À peine le serpent métallique a-t-il sifflé qu'un sentiment de grande satisfaction se dégage chez les voyageurs qui s'impatientaient déjà. Certains wagons sont pleins comme un œuf. D'autres non. Certains, à l'instar de la voiture V0 (2e classe), ne sont pas climatisés. "Tant mieux, le plus important pour moi c'est de quitter Masuku aujourd'hui pour retrouver ma famille et mon travail", piaffe Simon, qui vient de passer deux semaines dans le Haut-Ogooué. Pour échapper à la chaleur qui règne à l'intérieur de ces "fourneaux", des passagers décident d'ouvrir les fenêtres afin de laisser y circuler l'air. "Ouf !", lance un gamin assis à côté de sa mère, après s'être débarrassé de son pullover.
Le train avance. Les voyageurs échangent les uns avec les autres. Mais le bruit assourdissant des wagons et de la locomotive sur les rails les contraint chaque fois à parler à haute voix pour se faire entendre par leurs interlocuteurs. Quelques-uns d'ailleurs, pour agrémenter leur voyage et le trouver moins long, ont pensé à se procurer des boîtes "Ya Mado". C'est-à-dire de la bière Régab en canette, qu'ils sifflent de temps en temps en discutant.
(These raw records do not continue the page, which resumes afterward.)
PR #1753, opened 2024-10-16
Expose a way to get user input from ServerItemRenderer (#1753)

handeyeco:
## Summary:
[Webapp PR](https://github.com/Khan/webapp/pull/27079)

I'm trying to tread lightly, maybe being overly cautious at the expense of keeping too much old code around. I tried to make everything we can get rid of after the move with `@deprecated`.

Basically this should expose everything we need to move the actual scoring process out of ServerItemRenderer and the React tree. We now have `getUserInput` on `ServerItemRenderer` and `scorePerseusItem` which is a non-React, pure function that returns a score.

Next step is to replace uses of `scoreInput` in Webapp with `scorePerseusItem`; then we can come back and delete a lot of this legacy code 🤞

Issue: [LEMS-XXXX](https://khanacademy.atlassian.net/browse/LEMS-XXXX)

## Test plan:
After the swap in Webapp, we should be able to complete an exercise with `scorePerseusItem` and everything else will work the same.

[LEMS-2389]: https://khanacademy.atlassian.net/browse/LEMS-2389?atlOrigin=eyJpIjoiNWRkNTljNzYxNjVmNDY3MDlhMDU5Y2ZhYzA5YTRkZjUiLCJwIjoiZ2l0aHViLWNvbS1KU1cifQ

Author: handeyeco

Reviewers: jeremywiebe

Required Reviewers:

Approved By: jeremywiebe

Checks: ✅ Publish npm snapshot (ubuntu-latest, 20.x), ✅ Lint, Typecheck, Format, and Test (ubuntu-latest, 20.x), ✅ Check for .changeset entries for all changed files (ubuntu-latest, 20.x), ✅ Cypress (ubuntu-latest, 20.x), ✅ Publish Storybook to Chromatic (ubuntu-latest, 20.x), ✅ Check builds for changes in size (ubuntu-latest, 20.x), ✅ gerald

Pull Request URL: https://github.com/Khan/perseus/pull/1753


packages/perseus/src/server-item-renderer.tsx
```diff
@@ -298,13 +300,26 @@ export class ServerItemRenderer
         return this.props.item.hints.length;
     }
 
+    /**
+     * Returns an object of the widget `.getUserInput()` results
+     */
+    getUserInputMap(): UserInputMap {
```
jeremywiebe, line 306: Nit: can we just call this `getUserInput()`? We do type the return value and adding the return type as part of the function name just feels like 90's.

packages/perseus/src/renderer-util.test.ts
```diff
@@ -469,3 +479,42 @@ describe("scoreWidgetsFunctional", () => {
...
+        await userEvent.type(
+            screen.getByRole("textbox", {name: /nearest ten/}),
+            "230",
+        );
+        await userEvent.type(
+            screen.getByRole("textbox", {name: /nearest hundred/}),
+            "200",
+        );
+        const userInput = renderer.getUserInputMap();
+        const score = scorePerseusItem(question1, userInput, mockStrings, "en");
```
jeremywiebe, line 509: Scoring split from user input! A red-letter day in history! 🎉

packages/perseus/src/renderer-util.ts
```diff
@@ -50,11 +51,35 @@ export function emptyWidgetsFunctional(
...
 
+// TODO: combine scorePerseusItem with scoreWidgetsFunctional
+// once scorePerseusItem is the only one calling scoreWidgetsFunctional
+export function scorePerseusItem(
+    perseusRenderData: PerseusRenderer,
+    userInputMap: UserInputMap,
+    // TODO(LEMS-2461,LEMS-2391): these probably
+    // need to be removed before we move this to the server
+    strings: PerseusStrings,
+    locale: string,
```
jeremywiebe, line 62: I suspect we'll always need the locale for scoring, because of things like decimal separators.  But localized strings I agree with you on.

packages/perseus/src/renderer-util.ts
```diff
@@ -50,11 +51,35 @@ export function emptyWidgetsFunctional(
...
+): PerseusScore {
+    // There seems to be a chance that PerseusRenderer.widgets might include
+    // widget data for widgets that are not in PerseusRenderer.content,
+    // so this checks that the widgets are being used before scoring them
```
jeremywiebe, line 66: Yes. Our editor doesn't (or hasn't always) cleared out widget configs when they are removed from `content`... so there is quite a bit of content that's been published that has unused widget configs in them.

packages/perseus/src/renderer-util.ts
```diff
@@ -50,11 +51,35 @@ export function emptyWidgetsFunctional(
...
+    );
+    return Util.flattenScores(scores);
+}
+
 export function scoreWidgetsFunctional(
     widgets: PerseusWidgetsMap,
     // This is a port of old code, I'm not sure why
     // we need widgetIds vs the keys of the widgets object
-    widgetIds: Array<string>,
+    widgetIds: ReadonlyArray<string>,
```
jeremywiebe, line 82: 👍  Thanks.

packages/perseus/src/renderer.tsx
```diff
@@ -1717,46 +1717,42 @@ class Renderer extends React.Component<Props, State> {
     };
 
     /**
-     * Returns an object mapping from widget ID to perseus-style score.
-     * The keys of this object are the values of the array returned
-     * from `getWidgetIds`.
+     * Grades the content.
```
jeremywiebe, line 1720: **nit**: We've been asked to use "score" over "grade". :) 

EDIT: Oh, I see that was the original comment from below. Would you mind updating it still? 

```suggestion
     * Scores the content.
```

jeremywiebe (approved):
Yay!

packages/perseus/src/server-item-renderer.tsx
```diff
@@ -136,6 +139,16 @@ export class ServerItemRenderer
                 this.props.onRendered(true);
             }
         }
+
+        if (this.props.score && this.props.score !== prevProps.score) {
```
jeremywiebe, line 143: **question**: Should we use a deep equality check here instead of simply instance comparison? 🤔  If the score is identical, I guess it could still mean that there are different widgets that are empty and need to be highlighted.  I think I answered my own question. 😖

jeremywiebe (approved):

packages/perseus/src/server-item-renderer.tsx
```diff
@@ -60,10 +60,24 @@ type DefaultProps = Required<
 >;
 
 type State = {
+    /**
+     * questionCompleted is used by Radio and LabelImage to change what
+     * it renders after a learner has checked the correctness of an answer.
+     * For instance LabelImage disables inputs for correct answers and marks
+     * incorrect answers so learners can update what they submitted.
```
jeremywiebe, line 67: I like referencing widgets that use the flag as an example, but I think we can word this more generically (like, what _should_ this flag be used for). :) 

So this flag is used by the renderer to signal to widgets that the question is done and they can alter what they render to reveal explanations or other information about why the learner's input was wrong, etc. 

Your comment is basically good, I guess I would just suggest that we remove the wording that implies that only Radio and LabelImage use this (they do! but in the future they may not be the only ones).  Sorry, I'm probably splitting hairs.

jeremywiebe: Also, it might be good to add a comment something like this to the `WidgetProps<T>` type as it has this flag too and it'd be helpful within widgets to be able to see that prop's intended usage.

packages/perseus/src/server-item-renderer.tsx
```diff
@@ -60,10 +60,24 @@ type DefaultProps = Required<
...
+     */
     questionCompleted: boolean;
+    /**
+     * As far as I can tell, this is used to highlight empty widgets
+     * after a learner has clicked the "check" button. I don't think this could
+     * still be used though, because the "check" button is disabled while there
+     * are empty widgets.
+     */
     questionHighlightedWidgets: ReadonlyArray<any>;
```
jeremywiebe, line 76: That's correct.  And to be really clear, it's an array of widget IDs (strings). Could you try changing this to `ReadonlyArray<string>`

packages/perseus/src/types.ts
```diff
@@ -666,6 +666,11 @@ export type WidgetProps<
     problemNum: number | null | undefined;
     apiOptions: APIOptionsWithDefaults;
     keypadElement?: any;
+    /**
```
jeremywiebe, line 669: Thank-you!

Conséquence : les toilettes, dépourvues de papier hygiénique et où l'eau inonde le plancher, sont chaque fois prises d'assaut, constituant ainsi des nids à microbes pour les usagers.
"Comment comprendre qu'il existe un personnel de nettoyage à bord, et que le train soit sale ?", se demande une femme. Les consommateurs de Ya Mado et autres boissons alcoolisées tiennent des débats parfois houleux, et dont l'essentiel tourne, actualité oblige, autour de la dernière campagne référendaire. "Ces voyageurs, dans leur majorité, repartent sur Libreville après avoir accompli leur devoir civique relatif au vote du projet de nouvelle Constitution. J'en fais partie", avoue François à L'Union. Le train Moutouki s'arrête dans chacune des 21 gares du trajet. Une ambiance de fête règne à chaque arrêt.
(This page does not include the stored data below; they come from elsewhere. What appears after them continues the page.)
PR #1754, opened 2024-10-16
Add getPromptJSON utility functions to Widget and Renderer

MikeKlemarewski:
## Summary:
For some background context, you can [read this Slack thread](https://khanacademy.slack.com/archives/C01AZ9H8TTQ/p1728591264497999) as well as [Matthew's comment on the ticket](https://khanacademy.atlassian.net/jira/software/c/projects/TUT/boards/443?assignee=712020%3Aff9ac7d7-fbbc-4108-9209-3c12cb651cd3&selectedIssue=TUT-930).

This adds a utility function called `getPromptJSON` to the renderer that can be called from webapp to get a JSON representation of the exercise data to pass as prompt context to Khanmigo.

Issue: [TUT-930](https://khanacademy.atlassian.net/browse/TUT-930?atlOrigin=eyJpIjoiYjcwOTdhMWU4NzYxNDUyYjk5NDhhOTRkNmU4MTk0ZjQiLCJwIjoiaiJ9)

## Test plan:
- Run the tests

[TUT-930]: https://khanacademy.atlassian.net/browse/TUT-930?atlOrigin=eyJpIjoiNWRkNTljNzYxNjVmNDY3MDlhMDU5Y2ZhYzA5YTRkZjUiLCJwIjoiZ2l0aHViLWNvbS1KU1cifQ


packages/perseus/src/widgets/radio/prompt-utils.ts
```diff
@@ -0,0 +1,27 @@
...
+    const {choices} = renderProps;
+
+    const options = choices.map((choice) => {
+        return {
+            value: choice.content,
+        };
+    });
+
+    return {
+        type: WidgetType.RADIO,
```
handeyeco, line 19: You can just use "radio" here. We use lower-kebab-case for widget types:

``` TS
// radio.ts
name: "radio",
```

``` TS
// numeric-input.tsx
name: "numeric-input",
```

``` suggestion
        type: "radio",
```

packages/perseus/src/prompt-types.ts
```diff
@@ -0,0 +1,32 @@
+export enum WidgetType {
+    RADIO = "RADIO",
+}
+
+export type BasicOption = {
```
handeyeco, line 5: If this is just used internally, I don't think we need to export it. Same with the others that aren't used outside this file.

In fact, since you made a separate file for the util, I wonder if these types should just be in that file?

For context, we've had a long history in Perseus of having several _really close_ types without understanding why they all existed. So if we could quarantine these types as much as possible I think we might be better off.

Also I have a hunch @jeremywiebe might swoop in and suggest we use existing types for these derivative types, ie:

``` TSX
export type RadioPromptJSON = {
  hasNoneOfTheAbove: PerseusRadioWidgetOptions["hasNoneOfTheAbove"];
}
```

Ultimately I'll defer to Jeremy since he's smarter than me, but I'm the one who suggested that we keep these types completely decoupled from our regular types because I thought it would be beneficial for TUT to have full control of the _output_ type as long as we kept full control of the _input_ type. I could totally be misguided with this suggestion.

packages/perseus/src/prompt-types.ts
```diff
@@ -0,0 +1,32 @@
...
+export type RendererPromptJSON = {
+    content: string;
+    widgets: {
+        [key: string]: WidgetPromptJSON;
+    };
+};
+
+export interface GetPromptJSONInterface {
+    getPromptJSON(): RendererPromptJSON;
+}
```
handeyeco, line 32: I bet we could just add this to `RendererInterface`

packages/perseus/src/renderer.tsx
```diff
@@ -1727,6 +1731,26 @@ class Renderer extends React.Component<Props, State> {
...
+    /**
+     * Returns a JSON representation of the content and widgets
+     * that can be passed to an LLM for prompt context.
+     */
+    getPromptJSON(): RendererPromptJSON {
+        const {content, widgets} = this.props;
+        const widgetJSON = {};
+
+        Object.keys(widgets).forEach((key) => {
+            const widget = this.getWidgetInstance(key);
```
handeyeco, line 1743: I'm not sure how much of an impact this would have, but this would be more consistent with `getUserInput`.

```suggestion
    getPromptJSON(): RendererPromptJSON {
        const {content} = this.props;
        const widgetJSON = {};

        this.widgetIds.forEach((id: string) => {
            const widget = this.getWidgetInstance(id);
```

packages/perseus/src/widgets/radio/prompt-utils.ts
```diff
@@ -0,0 +1,27 @@
+import {WidgetType, type RadioPromptJSON} from "../../prompt-types";
+
+import type {RenderProps} from "./radio-component";
+import type {PerseusRadioUserInput} from "../../validation.types";
+
+export const getPromptJSON = (
+    renderProps: RenderProps,
+    userInput: PerseusRadioUserInput,
+): RadioPromptJSON => {
+    const {choices} = renderProps;
```
handeyeco, line 10: Unless you want me to, I'm not really paying attention to what information you're getting (which I feel like is a TUT concern), but how you're getting it (which is a LEMS concern). lmk if you want more feedback here, but also I think it'll help to have [LEMS-2471](https://khanacademy.atlassian.net/browse/LEMS-2471) done so you have a clearer view of what you might need.

handeyeco (commented):
I think you're on the right track. The important thing from my perspective is that we really try to keep this prompt stuff from the rest of Perseus as much as possible, especially conceptually. I'd advocate for prefixes/suffixes, but I imagine writing `PromptRadioBasicChoicePromptDontUseForRegularPerseusTypesPrompt` would get old quickly; so we need to find a balance between isolation and absurdity.

packages/perseus/src/widgets/radio/prompt-utils.ts
MikeKlemarewski: I'm going to collaborate with one of our prompt engineers to check that we're getting the correct information. I'll be keeping an eye on that ticket. Thanks!

packages/perseus/src/widgets/radio/prompt-utils.ts
MikeKlemarewski: I updated the enum to be lower case

jeremywiebe (approved):
Matthew and I chatted and we're settled with this approach. :)  

Thanks for your patience @MikeKlemarewski

jeremywiebe:
Also, there's a missing changeset. You can add one by running `yarn changeset` and then defining if the change is major/minor/patch according to Semver and describing the change for the Changelog. That'll create a file that you can commit and push to this PR.

packages/perseus/src/widgets/numeric-input/numeric-input.tsx
```diff
@@ -42,7 +44,7 @@ const formExamples: {
     pi: (form, strings: PerseusStrings) => strings.piExample,
 };
 
-type ExternalProps = WidgetProps<
+export type ExternalProps = WidgetProps<
```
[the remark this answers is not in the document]
MikeKlemarewski: Good call. I actually can't tell why I was exporting this now. If I find a reason, then I'll update it to use `PropsFor`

Notamment dans les principales gares (Moanda, Lastoursville, Ivindo, Booué, Lopé et Ndjolé) où le temps d'arrêt est plus long. Et au fur et à mesure que les voyageurs montent dans le train, les places font défaut sur les porte-bagages. Obligeant ainsi certains à placer sacs et sachets de nourriture sous leurs sièges. Entre-temps, les va-et-vient incessants des personnes qui cherchent leurs connaissances à bord du train ou qui se rendent au restaurant ne permettent pas à d'autres de trouver facilement le sommeil. Ceux qui sont fatigués s'affalent sur des fauteuils dépourvus de confort. Ici et là, des ronflements de quelques gros dormeurs indisposent les autres qui ne trouvent pas le sommeil.
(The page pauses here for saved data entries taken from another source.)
PR #1758, opened 2024-10-16
Refine Radio's Rubric and UserInput types

Myranae:
## Summary:
As part of the Server Side Scoring project, this refactors Radio's Rubric type to only contain what is necessary for scoring and UserInput to only contain info about the user's input. Also adds the types to Radio's validator tests.

Issue: LEMS-2471

## Test plan:
- Confirm all checks pass
- Confirm Radio still works as expected via Storybook


packages/perseus/src/validation.types.ts
```diff
@@ -177,9 +177,14 @@ export type PerseusPlotterRubric = PerseusPlotterWidgetOptions;
...
-export type PerseusRadioRubric = PerseusRadioWidgetOptions;
+export type PerseusRadioRubric = {
+    // The choices provided to the user.
+    choices: ReadonlyArray<PerseusRadioChoice>;
+};
 
 export type PerseusRadioUserInput = {
+    /*TODO(LEMS-2541): countChoices seems to be necessary for rendering the
+       question, not scoring. Maybe move to renderProps?*/
     countChoices?: boolean;
```
handeyeco, line 188: So one way to look at the overall problem of RenderProps vs UserInput vs Rubric: is the thing in question used in the validator? Since `countChoices` isn't in the validator (or any of the functionality that the validator uses), it can't be in the Rubric (which is stuff we need from KA to validate the answer) or UserInput (which is stuff we need from the leaner to validate the answer). It's rendering logic, so RenderProps.

Then like `numCorrect` is a weird one:

- Is there anything the learner can do to affect `numCorrect`? No, so it's not UserInput.
- Is `numCorrect` something KA determines and is it used to score? Yes, so it's part of the Rubric.
- Is `numCorrect` something that determines how we render the component? Yes, so it needs to be part of RenderProps.

There's some overlap between all of this, but that's okay. What's important (for this leg of the work) is that we know exactly what shape the Rubric and UserInput is.

packages/perseus/src/widgets/radio/radio-validator.test.ts
```diff
@@ -162,13 +166,13 @@ describe("radioValidator", () => {
...
     it("can handle none of the above incorrect answer", () => {
-        const userInput = {
+        const userInput: PerseusRadioUserInput = {
             choicesSelected: [false, false, false, false, true],
             noneOfTheAboveSelected: true,
             noneOfTheAboveIndex: 4,
         };
 
-        const rubric = {
+        const rubric: PerseusRadioRubric = {
```
catandthemachines, line 175: I love all this typing. Thank you!

catandthemachines (approved):
Looks good to me!

packages/perseus/src/validation.types.ts
handeyeco: I went through the code to see where removing `countChoices` from Radio's user input would require a refactor, but didn't see it. I asked Jeremy to follow-up on this today so you have coverage while I'm gone.

Myranae: I think I was getting some weird errors the first time, but I was able to follow through with removing `countChoices` from the `UserInput` type, so that's been added here.

packages/perseus/src/widgets/radio/radio-validator.ts
```diff
@@ -21,7 +21,7 @@ function radioValidator(
         };
     }
 
-    // TODO: should numCorrect actually be on the rubric
+    // TODO(LEMS-2541): should numCorrect actually be on the rubric
```
handeyeco, line 24: Thanks for filing this ticket. I think `numCorrect`, `noneOfTheAboveIndex`, and `noneOfTheAboveSelected` are all problematic, but I don't think we have to address it in this PR. It should probably be a fast follow though.

PR #1759, opened 2024-10-16
Remove seemingly useless rubrics

handeyeco:
## Summary:
These rubrics weren't really useful, so I delete them.

Cleanup for: LEMS-2396

## Test plan:
Nothing should change, just some type tweaks


Myranae (approved):
Wow! So fast! Thanks for taking care of this! Did we think we would need the Rubric types for anything scoring related down the road? In other words, will each widget need a Rubric when our new scoring is set up? Maybe we don't know the answer to this yet, and I suppose we can always add these back after we get a better picture of how the widgets are set up.

catandthemachines (approved):
Looks good to me!

PR #1762, opened 2024-10-17
BUGFIX: [Number Line] - Some exercises with fractions would not render

mark-fitzgerald:
## Summary:
The code that generates the list of tick marks on the number line assumed an integer value for the number of ticks. Exercises with fractions could generate a seed value (`numDivisions`) that is a decimal value (i.e. 7.000001). This fix ensures that an integer value is used.

Issue: LEMS-2549

## Test plan:
1. Launch Storybook
1. Open the [Editor Page demo](http://localhost:6006/?path=/story/perseuseditor-editorpage--demo)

Que peuvent-ils y faire d'autre si ce n'est bouder en silence ? Mais plus le temps passe, plus nombreux sont les voyageurs qui finissent par plonger dans un sommeil profond, y compris les boudeurs mentionnés supra. Pendant ce temps, dans certaines parties sombres du train, l'on assiste à la naissance de nouveaux couples. Scènes qui durent ainsi jusqu'au petit matin, avant l'arrivée à la gare de Ndjolé. C'est à ce moment que beaucoup ouvrent les yeux pour voir défiler le paysage luxuriant qui s'offre à eux à partir des fenêtres.
Le reste du voyage s'effectue le long d'un relief de moins en moins confortable. Les conducteurs décélèrent alors le rythme de progression du train.Et il en sera ainsi jusqu'à la gare d'Owendo-Virié, qu'il atteint le lendemain aux environs de 14 h 35. Soit près de 19 heures de voyage au départ de Franceville !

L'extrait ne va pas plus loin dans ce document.